Issue #1391, opened 2026-08-09
Playlist bouquets


ethan-manny:
**Is your feature request related to a problem? Please describe.**
When using playlist aliases, it would be good if we could select a pre-defined set of groups to include. Currently for each alias, you have to select the groups manually.

**Describe the solution you'd like**
Create "bouquets" which are a user-defined selection of the playlist's groups. For example a user could create a USA bouquet that contains all groups with USA channels. Then, when creating a playlist alias there is an option to select which bouquet to assign - as well as the existing group selection.

**Describe alternatives you've considered**
The same functionality can be achieved using custom playlists. However, I'd argue this feature is more streamlined if implemented.

PR #1506, opened 2026-09-11
fix: Merged-target bouquet pickers reopen empty and drop selections on save

ethan-manny:
## Summary

- Reopening a bouquet that targets a **merged playlist** showed empty group/category pickers, so every edit meant re-selecting everything. Saving that form then wiped the stored selections.
- Standard-playlist and custom-playlist targets are not affected.
- Regression introduced with the merged-playlist target added on #1484 (`d1fb4f8a`); the original #1391 branch had no merged targets, which is why it didn't show there.

## Root cause

Filament applies `OptionsArrayStateCast::set()` to a multi `ModalTableSelect`'s state *before* `afterStateHydrated` runs, and that cast fails closed on non-scalar items. The merged picker stores `{playlist_id, name}` pairs, so the hook always saw `$state === []` and bailed out. With no ids in state, `dehydrateStateUsing` then read the save as a deliberate clear (its never-silently-shrink guard only keeps entries that no longer resolve) and persisted `[]`.

## Fix

`MergedSourceGroupModalSelect::afterStateHydrated` now reads the pairs from `$record->group_selections[<key>]`, the same pattern `PlaylistAliasResource::persistedSourceSelection()` already uses for merged aliases, and skips when the state is already populated (a re-fill). `pairsToSourceIds()` drops its re-normalisation, which is redundant now that its only caller passes normalised pairs.

## Tests

`tests/Feature/BouquetEditHydrationTest.php`: reopen for standard, custom and merged targets (asserting picker state and the rendered picker labels), plus save-after-reopen for a merged target. The two merged cases fail without the fix. Ran together with `BouquetResourceTest` and `BouquetMergedPlaylistTest`: 19 passed. Pint clean.

## Checklist notes

- No user-facing strings added or changed, so no `lang/` updates.
- `checkpoint:scan`: the same pre-existing buckets as `dev` (hardcoded secrets in lang files, `orderByRaw`, `GitInfoService` `shell_exec`, `MediaServerProxyController` TLS); nothing in the changed files. No dependency changes.
- Merged-target bouquets that were saved from the broken edit form have already lost their selections and need re-picking once; nothing here can recover them.
- Not changed here (pre-existing, unrelated to merged targets): `SourceGroupModalSelect` decides whether to translate names with `is_string($state[0])`, so a standard-target bouquet whose first stored group name is all digits would not be translated to ids.

### DIFF
--- a/app/Filament/Forms/Components/MergedSourceGroupModalSelect.php
+++ b/app/Filament/Forms/Components/MergedSourceGroupModalSelect.php
@@ -83,20 +83,26 @@ class MergedSourceGroupModalSelect
                     ? SourceCategory::displayLabelsForIds($playlistIds, $ids, includePlaylistName: count($playlistIds) > 1)
                     : SourceGroup::displayLabelsForIds($playlistIds, $type, $ids, includePlaylistName: count($playlistIds) > 1);
             })
-            ->afterStateHydrated(function ($component, $state, $record, Get $get) use ($scopedQuery, $playlistIdsFor): void {
+            ->afterStateHydrated(function ($component, $state, $record, Get $get) use ($scopedQuery, $selectionKey, $playlistIdsFor): void {
                 // Hidden twin components are still hydrated; bail unless this is a
-                // merged-target record whose stored pairs need resolving to ids.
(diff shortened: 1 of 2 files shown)


sparkison (commented):
Looks good! ❤️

Problem requirements >> Output all records verbatim.

Expected answer >>
Issue #1391, opened 2026-08-09
Playlist bouquets


ethan-manny:
**Is your feature request related to a problem? Please describe.**
When using playlist aliases, it would be good if we could select a pre-defined set of groups to include. Currently for each alias, you have to select the groups manually.

**Describe the solution you'd like**
Create "bouquets" which are a user-defined selection of the playlist's groups. For example a user could create a USA bouquet that contains all groups with USA channels. Then, when creating a playlist alias there is an option to select which bouquet to assign - as well as the existing group selection.

**Describe alternatives you've considered**
The same functionality can be achieved using custom playlists. However, I'd argue this feature is more streamlined if implemented.

PR #1506, opened 2026-09-11
fix: Merged-target bouquet pickers reopen empty and drop selections on save

ethan-manny:
## Summary

- Reopening a bouquet that targets a **merged playlist** showed empty group/category pickers, so every edit meant re-selecting everything. Saving that form then wiped the stored selections.
- Standard-playlist and custom-playlist targets are not affected.
- Regression introduced with the merged-playlist target added on #1484 (`d1fb4f8a`); the original #1391 branch had no merged targets, which is why it didn't show there.

## Root cause

Filament applies `OptionsArrayStateCast::set()` to a multi `ModalTableSelect`'s state *before* `afterStateHydrated` runs, and that cast fails closed on non-scalar items. The merged picker stores `{playlist_id, name}` pairs, so the hook always saw `$state === []` and bailed out. With no ids in state, `dehydrateStateUsing` then read the save as a deliberate clear (its never-silently-shrink guard only keeps entries that no longer resolve) and persisted `[]`.

## Fix

`MergedSourceGroupModalSelect::afterStateHydrated` now reads the pairs from `$record->group_selections[<key>]`, the same pattern `PlaylistAliasResource::persistedSourceSelection()` already uses for merged aliases, and skips when the state is already populated (a re-fill). `pairsToSourceIds()` drops its re-normalisation, which is redundant now that its only caller passes normalised pairs.

## Tests

`tests/Feature/BouquetEditHydrationTest.php`: reopen for standard, custom and merged targets (asserting picker state and the rendered picker labels), plus save-after-reopen for a merged target. The two merged cases fail without the fix. Ran together with `BouquetResourceTest` and `BouquetMergedPlaylistTest`: 19 passed. Pint clean.

## Checklist notes

- No user-facing strings added or changed, so no `lang/` updates.
- `checkpoint:scan`: the same pre-existing buckets as `dev` (hardcoded secrets in lang files, `orderByRaw`, `GitInfoService` `shell_exec`, `MediaServerProxyController` TLS); nothing in the changed files. No dependency changes.
- Merged-target bouquets that were saved from the broken edit form have already lost their selections and need re-picking once; nothing here can recover them.
- Not changed here (pre-existing, unrelated to merged targets): `SourceGroupModalSelect` decides whether to translate names with `is_string($state[0])`, so a standard-target bouquet whose first stored group name is all digits would not be translated to ids.

### DIFF
--- a/app/Filament/Forms/Components/MergedSourceGroupModalSelect.php
+++ b/app/Filament/Forms/Components/MergedSourceGroupModalSelect.php
@@ -83,20 +83,26 @@ class MergedSourceGroupModalSelect
                     ? SourceCategory::displayLabelsForIds($playlistIds, $ids, includePlaylistName: count($playlistIds) > 1)
                     : SourceGroup::displayLabelsForIds($playlistIds, $type, $ids, includePlaylistName: count($playlistIds) > 1);
             })
-            ->afterStateHydrated(function ($component, $state, $record, Get $get) use ($scopedQuery, $playlistIdsFor): void {
+            ->afterStateHydrated(function ($component, $state, $record, Get $get) use ($scopedQuery, $selectionKey, $playlistIdsFor): void {
                 // Hidden twin components are still hydrated; bail unless this is a
-                // merged-target record whose stored pairs need resolving to ids.
(diff shortened: 1 of 2 files shown)


sparkison (commented):
Looks good! ❤️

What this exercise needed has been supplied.